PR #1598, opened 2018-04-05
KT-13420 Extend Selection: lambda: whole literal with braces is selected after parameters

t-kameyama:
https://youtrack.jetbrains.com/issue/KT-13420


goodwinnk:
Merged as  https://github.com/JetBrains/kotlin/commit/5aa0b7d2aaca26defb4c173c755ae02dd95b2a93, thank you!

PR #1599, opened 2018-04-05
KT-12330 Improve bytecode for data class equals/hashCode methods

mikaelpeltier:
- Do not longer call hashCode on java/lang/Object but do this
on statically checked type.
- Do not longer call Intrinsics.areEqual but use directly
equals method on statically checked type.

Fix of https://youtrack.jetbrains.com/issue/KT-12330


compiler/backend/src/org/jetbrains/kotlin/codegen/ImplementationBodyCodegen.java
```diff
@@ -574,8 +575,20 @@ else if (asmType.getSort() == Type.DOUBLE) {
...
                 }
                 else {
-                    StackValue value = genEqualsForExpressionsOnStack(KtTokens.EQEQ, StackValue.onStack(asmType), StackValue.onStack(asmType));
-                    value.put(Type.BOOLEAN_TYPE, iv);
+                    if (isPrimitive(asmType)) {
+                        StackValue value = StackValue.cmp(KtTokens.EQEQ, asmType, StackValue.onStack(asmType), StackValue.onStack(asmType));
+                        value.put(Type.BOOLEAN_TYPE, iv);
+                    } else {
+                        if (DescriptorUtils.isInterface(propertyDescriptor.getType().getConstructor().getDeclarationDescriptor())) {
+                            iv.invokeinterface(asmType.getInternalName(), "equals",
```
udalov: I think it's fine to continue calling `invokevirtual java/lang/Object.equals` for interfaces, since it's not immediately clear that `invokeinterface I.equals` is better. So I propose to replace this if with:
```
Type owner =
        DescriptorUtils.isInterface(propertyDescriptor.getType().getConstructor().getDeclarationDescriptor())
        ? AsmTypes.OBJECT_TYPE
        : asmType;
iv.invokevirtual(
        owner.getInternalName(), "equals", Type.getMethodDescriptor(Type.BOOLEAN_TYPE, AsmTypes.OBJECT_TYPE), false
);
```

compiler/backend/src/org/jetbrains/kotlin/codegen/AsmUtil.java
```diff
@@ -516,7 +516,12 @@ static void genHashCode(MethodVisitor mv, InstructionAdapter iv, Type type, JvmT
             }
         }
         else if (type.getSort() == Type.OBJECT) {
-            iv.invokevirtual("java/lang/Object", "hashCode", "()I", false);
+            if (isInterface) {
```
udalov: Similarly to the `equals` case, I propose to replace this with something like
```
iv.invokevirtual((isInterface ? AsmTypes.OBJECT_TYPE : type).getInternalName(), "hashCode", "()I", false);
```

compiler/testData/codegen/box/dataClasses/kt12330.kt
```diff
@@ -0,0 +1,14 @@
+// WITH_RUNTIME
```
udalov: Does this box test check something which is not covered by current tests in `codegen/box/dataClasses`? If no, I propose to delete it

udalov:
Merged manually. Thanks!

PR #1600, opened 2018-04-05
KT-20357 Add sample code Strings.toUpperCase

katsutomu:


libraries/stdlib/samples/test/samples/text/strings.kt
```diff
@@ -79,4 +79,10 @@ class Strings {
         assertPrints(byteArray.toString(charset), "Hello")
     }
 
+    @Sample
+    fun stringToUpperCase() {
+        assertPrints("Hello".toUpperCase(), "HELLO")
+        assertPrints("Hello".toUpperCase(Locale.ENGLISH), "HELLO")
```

:::::

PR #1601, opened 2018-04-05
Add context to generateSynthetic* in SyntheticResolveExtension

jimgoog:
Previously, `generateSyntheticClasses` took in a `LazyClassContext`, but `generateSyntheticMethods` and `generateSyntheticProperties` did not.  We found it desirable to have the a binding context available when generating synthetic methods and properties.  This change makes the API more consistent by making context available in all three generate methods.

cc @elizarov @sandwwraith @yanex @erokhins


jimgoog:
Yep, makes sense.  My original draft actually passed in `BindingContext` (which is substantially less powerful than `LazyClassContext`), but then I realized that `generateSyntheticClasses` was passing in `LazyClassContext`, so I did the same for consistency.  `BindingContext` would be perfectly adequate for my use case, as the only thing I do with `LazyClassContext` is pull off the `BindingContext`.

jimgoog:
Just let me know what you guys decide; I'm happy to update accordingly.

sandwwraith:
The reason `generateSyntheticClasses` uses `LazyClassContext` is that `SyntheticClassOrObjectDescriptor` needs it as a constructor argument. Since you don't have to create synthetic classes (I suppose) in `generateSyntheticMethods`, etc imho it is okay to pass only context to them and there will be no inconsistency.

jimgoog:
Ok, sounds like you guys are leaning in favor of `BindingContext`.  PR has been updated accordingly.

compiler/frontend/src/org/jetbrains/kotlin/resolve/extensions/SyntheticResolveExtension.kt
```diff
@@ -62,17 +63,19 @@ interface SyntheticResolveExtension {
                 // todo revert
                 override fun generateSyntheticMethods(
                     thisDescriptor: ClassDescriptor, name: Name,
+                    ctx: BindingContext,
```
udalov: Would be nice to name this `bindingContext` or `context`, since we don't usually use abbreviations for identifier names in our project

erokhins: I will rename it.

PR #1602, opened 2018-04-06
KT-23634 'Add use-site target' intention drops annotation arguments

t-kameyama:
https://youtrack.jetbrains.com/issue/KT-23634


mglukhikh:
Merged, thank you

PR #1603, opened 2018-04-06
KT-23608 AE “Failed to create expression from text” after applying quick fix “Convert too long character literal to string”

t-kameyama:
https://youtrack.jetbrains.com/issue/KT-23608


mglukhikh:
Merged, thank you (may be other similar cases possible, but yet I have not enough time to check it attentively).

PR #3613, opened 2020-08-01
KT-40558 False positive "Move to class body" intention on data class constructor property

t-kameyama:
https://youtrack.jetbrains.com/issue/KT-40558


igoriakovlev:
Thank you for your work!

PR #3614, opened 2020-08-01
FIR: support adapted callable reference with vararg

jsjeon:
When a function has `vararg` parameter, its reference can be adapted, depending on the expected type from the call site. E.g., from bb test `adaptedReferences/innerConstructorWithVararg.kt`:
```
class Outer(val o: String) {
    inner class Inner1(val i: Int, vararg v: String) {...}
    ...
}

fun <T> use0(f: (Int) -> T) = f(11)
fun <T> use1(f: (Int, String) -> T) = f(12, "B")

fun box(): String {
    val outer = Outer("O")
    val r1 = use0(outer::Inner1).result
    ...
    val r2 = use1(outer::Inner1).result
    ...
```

:::::

— Action item —
Once you have checked every line of the material above, return the ones that hold the string "dataClasses".

— Exercise answer —
compiler/testData/codegen/box/dataClasses/kt12330.kt
udalov: Does this box test check something which is not covered by current tests in `codegen/box/dataClasses`? If no, I propose to delete it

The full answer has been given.